Improving Tornado Intensity Prediction by Assimilating Radar-Retrieved Vortex Winds After Vortex Relocation

Abstract

A time–space shift method was recently developed for relocating the best ensemble member predicted tornado vortex to the radar-observed location, aiming to improve the model’s initial condition and subsequent prediction of tornadoes. To further improve tornado prediction, a variational method for analyzing vortex flows, referred to as VF-Var, is used in this paper to retrieve high-resolution vortex winds from the earliest radar volume scan of tornado and the retrieved vortex winds are then assimilated as “observations” after the vortex relocation.

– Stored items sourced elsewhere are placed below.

PR #2904, opened 2023-08-28
Update package constructors

### LINKED ISSUE #2897: Proposal: client.WithOptions
As I was working on #2895 I realized that go-github has four different funcs for creating a new `github.Client` depending on what options you want to set.

- NewClient sets the `http.Client`
- NewClientWithEnvProxy builds an `http.Client` configured with `http.ProxyFromEnvironment`
- NewTokenClient builds an `http.Client` configured to use bearer token auth.
- NewEnterpriseClient is like unto NewClient but lets you set urls that point to your GHE server.

These are all fine on their own, but you can't combine them. If you want to configure a client for your enterprise server that uses token authentication, you need to choose whether to use NewTokenClient then configure BaseURL and UploadURL or configure an `http.Client` for token auth and pass it to NewEnterpriseClient.

## Proposal

Create a new method on `*Client`: `WithOptions(opts ...ClientOption) (*Client, error)` along with options that cover the existing constructors' functionality.

The options would be:
- `WithAuthToken(token string)`
- `WithEnvProxy()`
- `WithEnterpriseURLs(baseURL, uploadURL string)`[^enterprise-note]

[^enterprise-note]: I chose this over separate WithBaseURL and WithUploadURL options because this makes it more clear that they will be modified the same way NewEnterpriseClient currently modifies urls.

Creating a new enterprise client with an auth token would look something like:

```go
client, err := github.NewClient(nil).WithOptions(
	github.WithEnterpriseURLs(myURL, myURL),
	github.WithAuthToken(myToken), 
)
```

### Update NewClient to accept options

This would involve changing NewClient's signature to:

```go
func NewClient(httpClient *http.Client, opts ...ClientOption) *Client
```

The previous three-step method is also adaptively modified to estimate the tornado vortex center location, denoted by xc ≡ (xc, yc) as a continuous function of height z and time t, from the earliest two consecutive radar volume scans of the tornado, so the estimated xc(z, t) can have the VF-Var required accuracy for retrieving high-resolution vortex winds and the retrieved vortex winds can be assimilated as “observations” with a minimized observation latency. This approach, combined with vortex relocation, is applied to the 20 May 2013 Oklahoma Newcastle–Moore tornado, and is shown to be very effective in further improving the tornado intensity prediction and the continuity of predicted tornado track. Although assimilating the retrieved high-resolution vortex winds after the vortex relocation does not greatly affect the overall trajectory of the predicted tornado track, it proves highly beneficial.